VM Query: Contexts on Stack?

Alan Kay Alan.Kay at disney.com
Thu Mar 30 12:19:27 UTC 2000


And ...

I should mention that the origin of the bytecode interpreters was the
hardware of the Burroughs B5000, first described in print in 1961.  I used
this as a model for the Flex machine in the late sixties, including the
idea of overlapping contexts (it's a direct consequence of one way to have
the compiler map the stack). The B5000 also had HW flag bits to distinguish
its typed pointers from data, the ability to call procedures on the left
side of an assignment statement (so many kinds of data could be simulated),
automatic HW process switching, addressless bytecodes, segmented swappable
memory structures, etc.
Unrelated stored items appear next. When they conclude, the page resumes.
PR #35, opened 2023-02-02
Implemented UI element for assessment tool

### LINKED ISSUE #18: Implement UI elements for assessment tool availability
- [x] Add field options to `categoricalOptions` in `index.vue`
- [x] Implement the UI using `CategoricalField.vue` component
- [x] Update `updateCategoricalField` in `QueryForm.vue`
- [x] Update `submitQuery` function in `QueryForm.vue`
- [x] Have a short line added to the README about what the UI element queries
- [x] Update `QueryForm.cy.js`

rmanaem:
Closes #18


components/CategoricalField.vue
```diff
@@ -19,17 +19,14 @@ export default {
     name: {
       type: String,
       default: null,
-      require: false,
```
surchs, line 22: `require: false` is the default, right? Assuming you get rid of this for that reason?

components/QueryForm.vue
```diff
@@ -39,6 +46,12 @@
 
 <script>
 export default {
+  props: {
+    categoricalOptions: {
+      type: Object,
+      default: null,
```
surchs, line 52: Shouldn't this be required? If I don't give you this prop, can your component function at all?

cypress/component/QueryForm.cy.js
```diff
@@ -7,13 +7,36 @@ const stubs = {
   'categorical-field': CategoricalField,
 };
 
+const props = {
```
surchs, line 10: I like handling these as props - much more explicit to think about (and we'll replace it with a store soon enough). 

Related to another comment: if you really want to make the `categoricalOptions` prop optional, then you should have a test here where you do not pass this prop and then check that your component still behaves the way you expect it to in such a situation

pages/index.vue
```diff
@@ -18,6 +21,24 @@ export default {
   data() {
     return {
       results: null,
+      categoricalOptions: {
```
surchs, line 24: :tada: Nice!

surchs (approved):
Looks great @rmanaem, agree with the move mixin -> prop! I made a comment about this new prop being optional, take a look and see if that makes sense to you.

Otherwise good to go! :tada:

components/CategoricalField.vue
rmanaem: Yea [all props are optional by default](https://vuejs.org/guide/components/props.html#prop-validation)

components/QueryForm.vue
rmanaem: Technically it should be (and that's the case for most of the props) but once a prop is required, its default cannot be null anymore.

cypress/component/QueryForm.cy.js
rmanaem: Yea but unfortunately the test breaks without passing the props.

PR #38, opened 2023-02-02
Implemented generic component for continuous fields

### LINKED ISSUE #36: Implement generic component for continuous fields
Implement `ContinuousField.vue` to be used as a generic component for continuous fields similar to `CategoricalField.vue`
`ContinuousField.vue` will replace `AgeFields.vue` component and will be used to implement minimum number of sessions field (#19)

rmanaem:
Closes #36


components/ContinuousField.vue
```diff
@@ -0,0 +1,43 @@
...
+    />
+  </div>
+</template>
+
+<script>
+export default {
+  props: {
+    name: {
+      type: String,
+      default: null,
```
surchs: `null` isn't a good default name. This should either be required or have a sensible default

components/ContinuousField.vue
```diff
@@ -0,0 +1,43 @@
+<template>
+  <div class="mb-3">
+    <label
+      data-cy="continuous-field-label"
+      class="form-label"
+    >{{ name }}</label>
+    <b-form-input
+      v-model="input"
```
surchs: if you need to handle the `@input` event with a specific handler method, then `v-model` is not the way to go. Use `"value` and `@input` instead. This should also obviate the need for the `input: null` data property

components/ContinuousField.vue
```diff
@@ -0,0 +1,43 @@
...
+<script>
+export default {
+  props: {
+    name: {
+      type: String,
+      default: null,
+    },
+    step: {
+      type: String,
+      default: null,
```
surchs: should be something sensible (e.g. `1`?)

components/ContinuousField.vue
```diff
@@ -0,0 +1,43 @@
...
+    },
+  },
+  emits: ['update-continuous-field'],
+  data() {
+    return {
+      input: null,
```
surchs: why is this `null`? If I understand the use above, this shouldn't be necessary when you replace `v-model` with binding `value` and `@input` separately (as you should)

components/ContinuousField.vue
```diff
@@ -0,0 +1,43 @@
...
+    };
+  },
+  methods: {
+    updateField() {
+      this.$emit('update-continuous-field', this.name, this.input);
```
surchs: instead of `this.input` you can use the content of the `$event` payload from the `@input` event https://bootstrap-vue.org/docs/components/form-input#native-and-custom-events

components/QueryForm.vue
```diff
@@ -64,20 +78,22 @@ export default {
     };
   },
   methods: {
-    updateAge(minAge, maxAge) {
-      this.minAge = minAge;
-      this.maxAge = maxAge;
-    },
-    updateCategoricalField(name, selected) {
+    updateField(name, input) {
```
surchs, line 81: OK, but I think we're reaching the end of how much we should handle with this generic event handler. Let's revisit after the milestone

cypress/component/ContinuousField.cy.js
```diff
@@ -0,0 +1,27 @@
+import ContinuousField from '../../components/ContinuousField.vue';
```
surchs, line 1: Not checking this in detail under the assumption it's identical to the deleted `AgeFields` test. Is that correct?

surchs (changes requested):
Looks good, thanks @rmanaem. But have some change requests (mainly relating to defaults and the event handling on the input field in the continuous compoent. Take a look at lmk what you think

cypress/component/ContinuousField.cy.js
rmanaem: Yea

components/QueryForm.vue
rmanaem: See #39

components/ContinuousField.vue
```diff
@@ -21,22 +20,17 @@ export default {
   props: {
     name: {
       type: String,
-      default: null,
+      required: true,
     },
     step: {
       type: String,
-      default: null,
+      default: '1',
```
surchs, line 27: does this expect a string or a number?

components/ContinuousField.vue
```diff
@@ -21,22 +20,17 @@ export default {
...
-  data() {
-    return {
-      input: null,
-    };
-  },
   methods: {
-    updateField() {
-      this.$emit('update-continuous-field', this.name, this.input);
+    updateField(value) {
+      this.$emit('update-continuous-field', this.name, value);
```
surchs, line 33: neat!

surchs (approved):
Looks great!

One comment on the type of the prop for continuousfield (more of a sanity check) and then good to go :tada:

components/ContinuousField.vue
rmanaem: Yea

It was designed by one of the great geniuses of our
field (and unfortunately not remembered today), Bob Barton.

Cheers,

Alan

--------

At 7:34 PM -0800 3/29/00, Dan Ingalls wrote:
>I wrote...
>>> I'm sure this is true.  Ian wrote a context cache for an earlier Squeak and
>>it sped th
>>> ings up by about 50% as I recall.  What we have now is nicely simple, and
>>we've been h
>>> olding off on any serious tweaks until we can play around with J3
>>> (How's it going, Ian?).  J3 does even better things with the stack, which
>>allows the b
>>> asic interpreter to remain simple, yet offers a true high speed solution as
>>well.
>
>Tim Rowledge <tim at sumeru.stanford.edu> replied...
>>It's a relatively standard trick, with the first description that I know of
>>being the Deutsch/Schiffman 'Efficient Implementation of the Smalltalk-80
>>System' paper in 84 POPL proceedings.
>
>If we are talking about putting contexts in the hardware stack, I did this
>half a decade earlier.  Smalltalk-78 ran on a 4MHz 8086(*).  The VM was 6K
>of code.  And it put its contexts right in the hardware stack.  I also
>used the trick of overlapping adjacent contexts so there was no need to
>transfer arguments (Ian and I have been discussing doing this for Squeak
>-- it requires pushing the receiver last instead of first).
>
>You can read this and other tales of early Smalltalk VMs in my chapter of
>the "Green" book edited by Glenn Krasner.